In film, the determining factor may be the colors of the subject (contrast to screen). In television and video work, the color green has traditionally been used for chromakey work.

Why use Kino Flos to light a blue or green screen?

For the best results the screen needs to be lit evenly and with the best possible color saturation. Evenness is easily achieved using Kino Flos because of the soft quality of the light and the wide beam spread. The best saturation of color is achieved by using blue-spike lamps on blue screens and green-spike lamps on green screens. It’s not as much about how much light is used to light a screen, but rather what produces the best saturation of reflected blue or green light.

Other benefits of using Kino Flos?

Benefits include: ten times more light per watt than tungsten lighting; manual and DMX remote light level control without color shift; fast set-up; low power consumption; low heat; and cost savings from not using color gels.

Which fixtures should I use?

Because lighting screens is about evenness, you generally want to use bigger fixtures with the widest beam spread. For portability and versatility, 4ft/4Bank Systems and Image 45/85 DMX fixtures have been the most popular units for blue and green screen applications.

However, depending on the size of the screen (especially in installations) Double Systems (4ft, 6ft, 8ft) and 4Banks (4ft, 6ft, 8ft) can be used. Sometimes choosing the appropriate fixture is based upon the size of the screen that needs to be lit. Bigger units covering more area become more economical. Diva-Lites with their smaller profile and ParaBeams with their more directional beam can also be used, but the results usually are not as efficient as Image fixtures.

If blue and green spike lamps display the best saturation, why not use them 100 % of the time?

There are times when the subject is very close to the screen or standing on a cyclorama with a floor painted blue or green. In these cases where it is impossible to keep the light from contaminating the subject matter, we recommend using our KF32 (3200K) Lamps. The KF32 Lamps deliver all the benefits of evenness, but they do not have as much contaminating red spectrum as tungsten hot lights.

Where do I place the fixtures?

The general rule: about the height of the screen, half that distance in front at a 45% angle. So if the screen is 20ft (7m) high, the lights would hang 8-10ft (3-3.5m) in front of the screen. Generally, the 4ft fixtures are rigged 2–3ft (1m) apart in a row. On screens lower than 20ft (7m), one row across the top is sufficient. For better evenness and a brighter screen, a row of fixtures may be placed along the bottom as well.

Is there light drop off in the middle of the screen?

Use a spot meter, not an incident meter to get readings. Our experience has been that if the fixtures are properly placed we have not seen more than a 1/10th difference (spot meter) from top to bottom of screen. On screens 40ft (13m), the screen is evenly lit having one row across the top and one row across the bottom. For taller screens 60-80ft (20-26m) an additional row may be placed on the top and angled more towards the center. Sometimes when units are placed on chain hoists, the lights can be moved to light the screen and still be out of camera view.

Do I need to light the subject separately from the screen?

Yes, the screen should be lit first to the light level required.
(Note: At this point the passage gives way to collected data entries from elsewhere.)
PR #3396, opened 2019-08-13
Fix can't select the correct cluster as expected bug

t-rufang:
- For Arcadia Spark Compute, cluster displays as "computeName@workspaceName", but when we `findClusterbyId`, we only try to match cluster name from candidate clusters, which is not accurate.


lcadzy:
Thank you rui!

PR #3397, opened 2019-08-13
Place null in catch, because it will return null when an exception ha…

pi1024e:
…ppens anyway.


vscjavaci:

pi1024e:
You posted this the second I clicked "Send Pull Request". Are you a bot or person?

Flanker32:
@t-rufang Please have a look.

t-rufang:
@pi1024e This PR doesn't change any behaviour of the method `convertToObjectQuietly`. If an IOException happens in this method, this method will swallow the exception and return `null` no matter with or without this patch. I wonder you want to add this patch? Have you ever run into any exception that you want to catch?

t-rufang:
Hi @pi1024e , I will close this issue since there are no updates. Feel free to reopen it if you have other concerns.

PR #3430, opened 2019-08-19
Fix NPE issue in auth

Flanker32:
- Fix toolwindow listener will not close when close projects
- Fix annoying prompt when account has no subscription


Flanker32:
Close for git branch issue

PR #3456, opened 2019-08-22
Move Comparable class out as a seperate interface for IClusterDetail

t-rufang:
- This is a `Code Refactor` PR


Utils/hdinsight-node-common/src/com/microsoft/azure/hdinsight/sdk/cluster/ComparableCluster.java
```diff
@@ -0,0 +1,35 @@
...
+
+import com.microsoft.azuretools.azurecommons.helpers.NotNull;
+
+public interface ComparableCluster extends Comparable<ComparableCluster> {
+    @NotNull
+    String getClusterIdForConfiguration();
+
+    @Override
+    default int compareTo(@NotNull ComparableCluster other) {
+        return this.getClusterIdForConfiguration().compareToIgnoreCase(other.getClusterIdForConfiguration());
```
wezhang: We can have this as a shortcut:

```
        if (this == other) {
            return 0;
        }
```

PR #3472, opened 2019-08-27
Fix survey window may appear multi times when user open multi intellij window

Flanker32:
Fix survey window may appear multi times when user open multi intellij window


PluginsAndFeatures/azure-toolkit-for-intellij/src/com/microsoft/intellij/helpers/CustomerSurveyHelper.java
```diff
@@ -100,7 +101,11 @@ public void neverShowAgain() {
         sendTelemetry(TELEMETRY_VALUE_NEVER_SHOW);
     }
 
-    private boolean isAbleToPopUpSurvey() {
+    private synchronized boolean isAbleToPopUpSurvey() {
+        if (isShown) {
+            return false;
+        }
+        isShown = true;
```
andxu: when to set isShown  to false? never?

Flanker32:
``` java
private boolean isShown = false;
```
And it will set to false once the window is pop up and will never show again unless users restart the IDE

PR #3526, opened 2019-09-11
Remove focus of editorPanel in case focus loss

Flanker32:
Remove focus of editorPanel in case focus loss, for issue #3350


vscjavaci:

Issue #3513, opened 2019-09-09
[intelliJ][spark interactive console]Get error when run livy interactive console for airs cluster.


v-xiaocw:
Build:
azure-toolkit-for-intellij-2019.2.develop.1234.09-05-2019

Repro Steps:
1.Create a SQL Server Big Data Cluster configuration, choose spark cluster and main class.
2.Run livy interactive console from Tools/spark console.
Result:
Get error message.
![image](https://user-images.githubusercontent.com/43333874/64527478-e937a980-d2ba-11e9-872d-713bac07693b.png)

t-rufang:
Fixed in #3529

Issue #3510, opened 2019-09-09
[intelliJ][spark interactive console]Get error when run livy interactive console for hdinsight and cosomos job.


v-jiche:
Build:
azure-toolkit-for-intellij-2019.2.develop.1234.09-05-2019 (4)

Repro Steps:
1. Create a HDInsight configuration, choose spark cluster and main class.
2. Run livy interactive console from Tools/spark console.
Result:
Get error message.
![image](https://user-images.githubusercontent.com/35950097/64512031-19f9fc00-d318-11e9-83df-e22d73d4bc59.png)
3. Run livy interactive console from Tools/spark console for cosmos job.
Result:
Get error message.
![image](https://user-images.githubusercontent.com/35950097/64517960-e02ef280-d323-11e9-97d1-35ee6cc5e993.png)

v-jiche:
Bug repros in build: develop 1247
1. run interactive console for Cosmos job:
Frequency: sometimes
![image](https://user-images.githubusercontent.com/35950097/64759279-46588700-d569-11e9-8038-899a3256dafe.png)

wezhang:
@v-jiche , I suppose it's been fixed, could you help to verify it? Thanks!

v-jiche:
Verified. Fixed.
Build: azure-toolkit-for-intellij-2019.2.4.develop.1342.01-08-2020.zip

PR #3529, opened 2019-09-11
Fix fail to launch Livy interactive console for HDInsight and Aris cluster issue

t-rufang:
To address #3510 and #3513


vscjavaci:

t-rufang:
> Can one of the admins verify this patch?

Looking.

PR #5612, opened 2021-07-27
Fix bug: cannot restore login for non-global env

andxu:


Utils/azuretools-core/src/com/microsoft/azuretools/sdkmanage/IdentityAzureManager.java
```diff
@@ -132,13 +132,17 @@ public Subscription getSubscriptionById(String sid) {
...
+            Azure.az(AzureCloud.class).setByName(authMethodDetails.getAzureEnv());
+        }
         AuthType authType = authMethodDetails.getAuthType();
         try {
             if (authType == AuthType.SERVICE_PRINCIPAL) {
                 AuthConfiguration auth = new AuthConfiguration();
                 auth.setType(AuthType.SERVICE_PRINCIPAL);
                 auth.setClient(authMethodDetails.getClientId());
                 auth.setTenant(authMethodDetails.getTenantId());
+                auth.setEnvironment(Azure.az(AzureCloud.class).get());
```
Flanker32, line 145: Do we need to set env here? Can we could keep it empty and make `AzureAccount` get value from `Azure.az(AzureCloud.class)`

Flanker32 (approved):

Utils/azuretools-core/src/com/microsoft/azuretools/sdkmanage/IdentityAzureManager.java
andxu: It is a design: AzureAccount and AzureCloud are different concepts, env in AzureAccount is the env of login result, env in AzureCloud is the env of next login when not logged in and when it is logged in the env in AzureCloud is not changed, in this place it is to login, so we need to set AzureCloud. But due to the refactor of AUTH Configuration is not done, we need to both call auth.setEnvironment and set AzureCloud.

PR #5615, opened 2021-07-27
Fix npe issue for create new docker deployment configuration

Flanker32:
Fix npe issue for create new docker deployment configuration


andxu (approved):
LGMT

PR #5619, opened 2021-07-27
Fix default region for app service deployment

Flanker32:
Get app service default region by azure environment, fix wrong default region in Azure China.

### DIFF
--- a/PluginsAndFeatures/azure-toolkit-for-intellij/src/com/microsoft/azure/toolkit/lib/appservice/AppServiceConfig.java
+++ b/PluginsAndFeatures/azure-toolkit-for-intellij/src/com/microsoft/azure/toolkit/lib/appservice/AppServiceConfig.java
@@ -5,12 +5,12 @@
 
 package com.microsoft.azure.toolkit.lib.appservice;
 
+import com.azure.core.management.AzureEnvironment;
 import com.microsoft.azure.toolkit.lib.Azure;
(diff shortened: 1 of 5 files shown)


PluginsAndFeatures/azure-toolkit-for-intellij/src/com/microsoft/azure/toolkit/lib/appservice/AppServiceConfig.java
```diff
@@ -50,4 +57,16 @@
         result.put("pricingTier", Optional.ofNullable(pricingTier).map(PricingTier::getSize).orElse(StringUtils.EMPTY));
         return result;
     }
+
+    public static Region getDefaultRegion() {
+        final String environment = AzureEnvironmentUtils.azureEnvironmentToString(Azure.az(AzureAccount.class).account().getEnvironment());
```
andxu, line 62: bad code to switch on azureEnvironmentToString(which is the display ui logic), use if (Azure.az(AzureAccount.class).account().getEnvironment() == AzureEnvironment.CHINA ?

andxu: we have a list-region api, shall we use the first region of that list?

andxu (approved):
LGTM

PR #5642, opened 2021-08-03
Fix app service creation dialog takes much time to initialize

Flanker32:
### Issue
App service creation dialog will froze for few seconds after pop up. The reason is we call force refresh method in `setSubscription()` of `ServicePlanComboBox`，however, this method will be called in EDT during dialog initialization, which may froze the UI

### Solution
Do force refresh action in `loadItems` which will be called in background thread

### DIFF
--- a/PluginsAndFeatures/azure-toolkit-for-intellij/src/com/microsoft/azure/toolkit/intellij/appservice/serviceplan/ServicePlanComboBox.java
+++ b/PluginsAndFeatures/azure-toolkit-for-intellij/src/com/microsoft/azure/toolkit/intellij/appservice/serviceplan/ServicePlanComboBox.java
@@ -16,6 +16,7 @@ import com.microsoft.azure.toolkit.lib.appservice.model.PricingTier;
 import com.microsoft.azure.toolkit.intellij.common.AzureComboBox;
 import com.microsoft.azure.toolkit.intellij.common.Draft;
 import com.microsoft.azure.toolkit.lib.appservice.DraftServicePlan;
+import com.microsoft.azure.toolkit.lib.common.cache.CacheManager;
 import com.microsoft.azure.toolkit.lib.common.model.Region;
 import com.microsoft.azure.toolkit.lib.common.model.Subscription;
 import com.microsoft.azure.toolkit.lib.common.operation.AzureOperation;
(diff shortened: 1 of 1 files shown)


PluginsAndFeatures/azure-toolkit-for-intellij/src/com/microsoft/azure/toolkit/intellij/appservice/serviceplan/ServicePlanComboBox.java
```diff
@@ -55,8 +55,6 @@ public void setSubscription(Subscription subscription) {
             this.clear();
             return;
         }
-        // force refresh service plan when switch subscription
-        Azure.az(AzureAppService.class).subscription(subscription.getId()).appServicePlans(true);
         this.refreshItems();
```
wangmingliang-ms, line 58: you may just wrap these 2 lines with `runOnPooledThread`

PluginsAndFeatures/azure-toolkit-for-intellij/src/com/microsoft/azure/toolkit/intellij/appservice/serviceplan/ServicePlanComboBox.java
```diff
@@ -114,7 +112,7 @@ protected String getItemText(final Object item) {
                     .collect(Collectors.toList()));
             }
             final List<AppServicePlanEntity> remotePlans = Azure.az(AzureAppService.class)
-                .subscription(subscription.getId()).appServicePlans().stream().map(IAppServicePlan::entity)
+                .subscription(subscription.getId()).appServicePlans(true).stream().map(IAppServicePlan::entity)
```
wangmingliang-ms, line 115: this will cause every loading skips cache, is this expected?

PluginsAndFeatures/azure-toolkit-for-intellij/src/com/microsoft/azure/toolkit/intellij/appservice/serviceplan/ServicePlanComboBox.java
Flanker32: Changed to clear service plan cache instead of always force refresh.

For force refresh issue, now we usually add event listener to force refresh the explorer after resource creation(webapp/function), however, we didn't apply same framework to service plan, and I think we may need to do the cache refresh job in library rather than the toolkit

PR #5607, opened 2021-07-26
[Bug fix] add a new doSignIn method to replace the old one which has bug on EDT

andxu:
image
image

PR #5643, opened 2021-08-03
[Bugfix 1863833]: support cancel login

andxu:
## What problem is this PR solving?
In this PR https://github.com/microsoft/azure-tools-for-java/pull/5607,  I have missed one statement of deviceLoginUI.setFuture during the move from SignInWindow to SignInAction. And even in previous implementation, it is non-cancelable for getting device code, so I add the logic of getting device code into checkCancelled. 

## What has been done in this PR?
 1. originally checkCancelled only returns AuthMethodDetail, in this PR, it is generalized with T, which may return AuthMethodDetail or DeviceCodeAccount, in future it is the key api for support cancelable job and move to common lib

[AB#1863833](https://dev.azure.com/mseng/a4d27ce2-a42d-4b71-8eef-78cee9a9728e/_workitems/edit/1863833),


Flanker32 (approved):

shenqianjin (commented):
LGTM

PR #5655, opened 2021-08-04
Fix validation error accessibility issue of linking a cluster

wezhang:
Refer to the screen recording:
LinkAClusterErrorAccessibilityIssue


t-rufang (approved):
Smart solution! Thank you!

PR #5658, opened 2021-08-06
Fix function creation issue with multi subscription

Flanker32:
### Issue to resolve
Function deployment will failed when multi subscription was selected in IntelliJ, as we didn't pass target subscription to `Azure.az(AzureAppService.class)`, which will use default selected subscription and will throw exception when multi subscriptions are selected

image

### Solution
always pass subscription to `AzureService`


andxu (approved):
LGTM, but still need refactor the logic of creating rg in task

PR #5659, opened 2021-08-06
follow the gradle project convention for source set.

andxu:
Current layout disables the cache and makes compileJava goal very slow, with the change in this PR, the compilation speed is very fast.
image
The convention is at: https://docs.gradle.org/current/userguide/java_plugin.html#sec:java_project_layout


wezhang (approved):
LGTM!

PR #5666, opened 2021-08-09
rename IAzureEntityManager -> IAzureResource

wangmingliang-ms:


shenqianjin:
why so many commits in the PR?

PR #5678, opened 2021-08-11
[#1867031] set TemplatePresentation so that actions are accessible from action palatte.

wangmingliang-ms:
[AB#1867031](https://dev.azure.com/mseng/a4d27ce2-a42d-4b71-8eef-78cee9a9728e/_workitems/edit/1867031)


shenqianjin (approved):
LGTM

PR #5683, opened 2021-08-11
add registerHandler to AzureActionManager and the latter registered handlers has higher priority

wangmingliang-ms:


andxu (approved):
LGTM

PR #5688, opened 2021-08-11
[Intellij Accessibility]NVDA does not announce webhdfs labels

yanjungao718:
add announce for webhdfs panel labels


t-rufang (approved):
Thanks, Yanjun! LGTM

PR #1621, opened 2019-09-20
alter new_id() so the id depends on set.seed()

ThierryO:
The current implementation is not affected by `set.seed()`. Rerunning the same code results in different id's, even if `set.seed()` is set.

The new version is based on `sample()`, yielding stable ids in case the user sets `set.seed()`. The benefit is that rerunning the code with unchanged definition and data yields identical HTML code. This is useful when the output is stored under version control.

### DIFF
--- a/R/utils.R
+++ b/R/utils.R
@@ -93,7 +93,7 @@ deparse2 <- function(x) {
 }
 
 new_id <- function() {
-  basename(tempfile(""))
+  paste(sample(c(0:9, letters), 12, replace = TRUE), collapse = "")
 }
 
 names2 <- function(x) {


cpsievert:
Thanks @ThierryO. Just because I'm curious, why do need the id to respect `set.seed()`? It is possible to set the id of the widget element this way (if you need to refer to it in some JavaScript, for instance):

```
library(plotly)
library(htmlwidgets)
p <- plot_ly()
p$elementId <- "myId"
onRender(p, "function(el) { console.log(el.id); }") 
```

ThierryO:
That's OK for a single plot. It is harder when you are making a gitbook with lots of plots.

PR #1646, opened 2019-10-22
proposed change to avoid peeking at 'grid' unit internals

pmur002:
Hi

This is a suggested change for mm2pixels() and verifyUnit() to avoid them peeking at the internal representation of 'grid' units.  It makes use of a new function in R-devel called grid::unitType(), hence the R version conditioning.

Besides being a nicer way to do things, this change is important to help us with the transition to a new internal representation of 'grid' units for the next R release (https://github.com/thomasp85/grid/issues/14).

Paul


cpsievert:
Thank you Paul!

Issue #851, opened 2017-01-18
wrapping of labels not supported in ggplotly


earowang:
Hi Carson,

`ggplot2` works fine for the wrapping of long labels, while `ggplotly` doesn't support yet. A little example is as follows:

```r
library(plotly)
library(stringr)

df_x <- data.frame(
  x = "this is very loooooooooooong text to illustrate",
  y = 100
)

p <- ggplot(aes(x = x, y = y), data = df_x) +
  geom_bar(stat = "identity") +
  scale_x_discrete(labels = function(x) str_wrap(x, width = 10))
p
ggplotly(p)
```

Cheers,
Earo

cpsievert:
Thanks @earowang. f85a9dd adds support for translating R linebreaks to HTML

For now, you'll need to manually adjust margins to account for the multiple lines of text (`ggplotly()`isn't that smart, yet)

```r
ggplotly(p) %>% layout(margin = list(b = 100))
```

earowang:
Awesome! Thanks Carson.

PR #1700, opened 2020-02-11
Translate `\n` to `<br />` in fct labels, too

salim-b:
Before, this only worked for colums of type character. This PR adds support for columns of type factor.

The linebreak conversion was first introduced in [v4.6.0](https://github.com/ropensci/plotly/blob/master/NEWS.md#new-features--improvements-4), see also https://github.com/ropensci/plotly/issues/851


salim-b:
Sorry for the delay! I finally found some time to meet your requests.

> could you provide some examples of where this is relevant

This is relevant whenever you want to plot a data column of type factor with labels containing line breaks. Currently, the line breaks are only translated to HTML (`<br>`) when the column is of type character. But factor columns are not only very common but also very convenient to work with (using pkg forcats), i.e. to (re)arrange, extend, split into "buckets" etc.

### A very simple example with multiline factor labels

``` r
library(magrittr)

iris %>%
    dplyr::mutate(Species =
                      Species %>%
                      forcats::fct_relabel(paste0,
                                           "\n\n(third line)\n(fourth line)")) %>%
    plotly::plot_ly(x = ~Sepal.Length,
                    y = ~Species)
#> No trace type specified:
#>   Based on info supplied, a 'bar' trace seems appropriate.
#>   Read more about this trace type -> https://plot.ly/r/reference/#bar
```

grafik

<sup>Created on 2020-04-23 by the [reprex package](https://reprex.tidyverse.org) (v0.3.0)</sup>

### The same example when the column is converted to type character before plotting

``` r
library(magrittr)

iris %>%
  dplyr::mutate(Species =
                  Species %>%
                  forcats::fct_relabel(paste0,
                                       "\n\n(third line)\n(fourth line)") %>%
                  as.character()) %>%
  plotly::plot_ly(x = ~Sepal.Length,
                  y = ~Species)
#> No trace type specified:
#>   Based on info supplied, a 'bar' trace seems appropriate.
#>   Read more about this trace type -> https://plot.ly/r/reference/#bar
```
grafik

<sup>Created on 2020-04-23 by the [reprex package](https://reprex.tidyverse.org) (v0.3.0)</sup>

> and also write a few tests?

I pushed https://github.com/ropensci/plotly/pull/1700/commits/841e7e9731b81b6d1d0f73182ac7951845220a41 which adds an additional test to `tests/testthat/test-plotly.R`. I'm very new to writing tests (or R packages to begin with), so please bear with me :)

cpsievert:
Thanks for the update, this is looking good @salim-b!

A couple minor nitpicks:

* Could you please remove the `%>%` and the **forcats** dependency in the tests?
* Please switch the order in the DESCRIPTION (I'd prefer that all single authors are listed first, then Plotly)

tests/testthat/test-plotly.R
```diff
@@ -317,3 +317,38 @@ test_that("toWebGL() shouldn't complain if it's already webgl", {
...
+
+test_that("Line breaks are properly translated (R -> HTML)", {
+  skip_if_not_installed(pkg = "forcats")
+  
+  # create target labels
+  suffix <- "\n\n(third line)\n(fourth line)"
+  
+  target_labels <- iris$Species %>%
+    unique() %>%
+    as.character() %>%
```
cpsievert, line 329: I think you can get rid of the `as.character()` here as `paste()` and `gsub()` will coerce to character

salim-b:
>* Could you please remove the `%>%` and the **forcats** dependency in the tests?

Sorry, I assumed it would be fine to use forcats since it's listed under `Suggests:` in `DESCRIPTION`. I have replaced it now with equivalent base R code.

Regarding `%>%`: The pipe operator is used throughout this test file. Why can't I use it, too?

>* Please switch the order in the DESCRIPTION (I'd prefer that all single authors are listed first, then Plotly)

Done :)

tests/testthat/test-plotly.R
salim-b: Ok, done.

salim-b:
@cpsievert I've added the missing news item in https://github.com/ropensci/plotly/pull/1700/commits/d60898a60fffc016c16f675a503c59d432a41d2a. I'd be glad if you could merge this PR. 🙂

cpsievert:
Thank you!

Then the subject should be lit separately.

What is the light level for the subject and the screen?

For best results shoot a density wedge test to determine exposure for the screen. Generally people shoot at key for greenscreen, or underexpose the shot as much as 2/3 f-stop to 1 f-stop under key. Bluescreens are underexposed 11/2 f-stop to 12/3 f-stop below the key light level.

What should I use to light my subject?

You can choose any light for the subject. But once the screen has been lit, try to keep stray light off the screen. In many cases Kino Flos are used to illuminate the foreground subject because the soft quality of fluorescents drops off and doesn’t spill unwanted light onto the screen.